An attempt by former State House digital director and blogger Dennis Itumbi to prosecute interior cabinet secretary Fred Matiang’i over the Ruaraka land saga hit a snag Friday after his application was dismissed by the courts.

Chief magistrate Douglas Ogoti dismissed the application to institute private prosecution against Matiang’i saying it lacked constitutional and statutory threshold. According to Ogoti, exhibits presented in the application did not meet the admissibility test as prescribed in the Evidence Act.

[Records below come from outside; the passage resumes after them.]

PR #133, opened 2018-05-28
make roomba tasks use full frame ids

asaba96:


aftersomemath:
Doesn't this need an accompanying PR in abstract?

asaba96:
I rolled in the changes into the bump
Roomba PR

PR #135, opened 2018-06-08
made changes to land planner and crazyflie yaml file

MiscM:


param/low_level_motion_sim_1.5.yaml
```diff
@@ -70,10 +70,12 @@ takeoff_throttle_ramp_duration: 0.5
 # Rate at which to descent
 # must be negative
 descend_rate: -0.7
+cushion_rate: -.05
```
aftersomemath: Can these be set to the same values as the crazyflie was tested with?

aftersomemath: Also these parameters need to be added to the sim (not 1.5) and 2.0

src/LandPlanner.cpp
```diff
@@ -73,7 +81,8 @@ bool LandPlanner::prepareForTakeover(const ros::Time& time)
     }
 
     requested_height_ = transform.transform.translation.z;
-
+    // height determined by the ratio of landing accelerations
+    cushion_height_ = std::min(0.5 * (std::pow(descend_rate_,2)/cushion_acceleration_), requested_height_ * ( 1 - ( 1 / ( 1 - descend_acceleration_/cushion_acceleration_))));
```
aftersomemath: Can this be broken into multiple lines? Typically we try to limit line width to 80 characters.

src/LandPlanner.cpp
```diff
@@ -104,16 +113,31 @@ bool LandPlanner::getTargetMotionPoint(const ros::Time& time,
         return false;
     }
 
+    actual_height_ = transform.transform.translation.z;
```
aftersomemath: The height doesn't need to be stored off to a class member since no calculations depends on knowing the height from the last iteration. We can get rid of this and just use "transform.transform.translation.z" everywhere.

src/LandPlanner.cpp
aftersomemath: Is this equation for a worse case scenario of hitting the ground with zero velocity? Because with the cushion_rate limiter this will always be more conservative then it needs to be. However it won't be by a lot and I think its a great approximation.

param/low_level_motion_sim_1.5.yaml
aftersomemath: Can you add a quick comment to explain the usage of these parameters? It will be helpful to us when we forget what they mean the night before competition.

src/LandPlanner.cpp
```diff
@@ -24,20 +24,28 @@ LandPlanner::LandPlanner(
...
       startup_timeout_(ros_utils::ParamUtils::getParam<double>(
               private_nh,
               "startup_timeout")),
       update_timeout_(ros_utils::ParamUtils::getParam<double>(
               private_nh,
-              "update_timeout")),
+              "update_timeout")),                    
       uav_arm_client_(nh.serviceClient<iarc7_msgs::Arm>("uav_arm"))
 {
     landing_detected_subscriber_ = nh.subscribe("landing_detected",
```
aftersomemath: Can a ROS_ASSERT be added here to check that cushion_acceleration, cushion_rate_, descend_rate_, and descend_acceleration have the appropriate sign? I'd hate for a crash to occur because they were wrong. Cushion_rate and cushion_accel are particularly susceptible to being confused IMO.

include/iarc7_motion/LandPlanner.hpp
```diff
@@ -68,15 +68,19 @@ class LandPlanner
 
     LandState state_;
 
+
```
Liam-Berti: I don't like this

src/LandPlanner.cpp
```diff
@@ -149,8 +176,15 @@ bool LandPlanner::getTargetMotionPoint(const ros::Time& time,
...
     motion_point.motion_point.twist.linear.z = actual_descend_rate_;
 
-    if(actual_descend_rate_ > descend_rate_) {
-        motion_point.motion_point.accel.linear.z = descend_acceleration_;
+    if (transform.transform.translation.z > cushion_height_) {
+        if(actual_descend_rate_ > descend_rate_) {
+            motion_point.motion_point.accel.linear.z = descend_acceleration_;
+        }
+    }
+    else {
```
Liam-Berti: this should be }else{

include/iarc7_motion/LandPlanner.hpp
asaba96: I agree. Too much white space

src/LandPlanner.cpp
asaba96: I also agree

src/LandPlanner.cpp
```diff
@@ -72,8 +83,11 @@ bool LandPlanner::prepareForTakeover(const ros::Time& time)
         return false;
     }
 
-    requested_height_ = transform.transform.translation.z;
+    requested_height_ = transform.transform.translation.z; 
 
+    // height determined by the ratio of landing accelerations
+    cushion_height_ = std::min(0.5 * (std::pow(descend_rate_,2)/cushion_acceleration_),
```
aftersomemath: We need to look at the offset between the landing gear and the center of lift to calculate this properly as revealed by testing.

include/iarc7_motion/LandPlanner.hpp
amiller27: image

src/LandPlanner.cpp
```diff
@@ -24,26 +24,37 @@ LandPlanner::LandPlanner(
...
               private_nh,
-              "update_timeout")),
+              "update_timeout")),                    
       uav_arm_client_(nh.serviceClient<iarc7_msgs::Arm>("uav_arm"))
 {
     landing_detected_subscriber_ = nh.subscribe("landing_detected",
                                  100,
                                  &LandPlanner::processLandingDetectedMessage,
                                  this);
+    ROS_ASSERT_MSG((descend_rate_ <= 0) &&
```
amiller27: Can we make this four separate asserts?  Then we'll know immediately which one failed

src/LandPlanner.cpp
```diff
@@ -106,14 +120,27 @@ bool LandPlanner::getTargetMotionPoint(const ros::Time& time,
...
-                                          + (actual_descend_rate_
-                                          * (time - last_update_time_).toSec()));
+      // determines whether to speed up or slow down, depending on height
+        if (transform.transform.translation.z > cushion_height_) {
+            actual_descend_rate_ = std::max(descend_rate_,
+                                            actual_descend_rate_
+                                            + (descend_acceleration_
+                                            * (time - last_update_time_).toSec()));
+
+            requested_height_ = std::max(0.0, requested_height_
```
amiller27: Can we move `requested_height_` out of this `if..else` block?

src/LandPlanner.cpp
amiller27: What's the reasoning behind these two?  You don't need to go through all the math here, but there should be a high-level description somewhere of what assumptions you're starting with

PR #142, opened 2018-07-21
Don't cancel a goal that's not there

aftersomemath:


aftersomemath:
Fast creation and cancellation of a task. Needs more testing, its hard to reproduce.

PR #224, opened 2019-08-29
 Allow passing Gemfile.lock paths to bundler audit

### LINKED ISSUE #178: allow passing Gemfile.lock paths to bundle audit
either as a single file or as multiple files in the same command.

### LINKED ISSUE #181: Refactor Bundler::Audit::Scanner#initialize
Looking at `#initialize` now, it seems that it should accept the scanner options (`:ignore`) and store those as instance variables. The `#scan` method would then accept the path to the `Gemfile.lock`. This would allow the Scanner object to be configured once and ran across multiple `Gemfile.lock` files.

fatkodima:
```bash
# checks Gemfile.lock by default, as now
$ bundler audit

# checks multiple lockfiles
$ bundler audit check Gemfile.lock GemfileNext.lock
```

Closes #178 
Closes #181


postmodern:
Auditing multiple `Gemfile.lock` files in one run is an interesting idea. Not sure whether users with multiple `Gemfile.lock` files would prefer to audit them individually via some set of CI tasks, or in one run; with annotated output indicated which `Gemfile.lock` file contains the vulnerable gems?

“Itumbi application failed to meet the legal threshold that would give this court necessary authority to grant him permission in order to initiate private proceedings against the CS. He didn’t explain how he accessed the info or documents in his affidavit” ruled Ogoti.

Itumbi whose earlier attempt to have the magistrate recuse himself from the case failed to materialize says he will be heading to the high court.

Itumbi had filed an application at the Anti-Corruption Court listing Matiang’i as the first respondent in the matter where he claimed that Kenyan taxpayers lost Ksh. 1.5 billion.

Itumbi alleged that Dr Matiang’i who was in charge of the Ministry of Education at the time, initiated the process of compulsory acquisition of part of L.R No. 7879/4 situated in Ruaraka for the benefit of two government learning institutions namely; Drive-In Primary School and Ruaraka High School.

In the application, Itumbi claimed Matiang’i ignored the recommendations in the Quality Assurance and Standard Investigative Report that advised that the land where the two government learning institutions were situated was public land and that the two companies Afrison Export-Import Limited and Huelands Limited had no basis to be compensated.

He had also named the Director of Public Prosecutions as the second respondent in the 193-page affidavit for allegedly failing to prosecute the CS over the same while the Ethics and Anti-Corruption Commission had been enjoined as an interested party.

In 2018, businessman Francis Mburu, was paid Ksh.1.5 billion by the Ministry of Education, through the National Land Commission, as compensation for the 13.5 acres parcel of land, on which the two schools are built. The controversial pay-out was flagged by then Auditor General Edward Ouko whereas the high court last year ruled that the property was public land.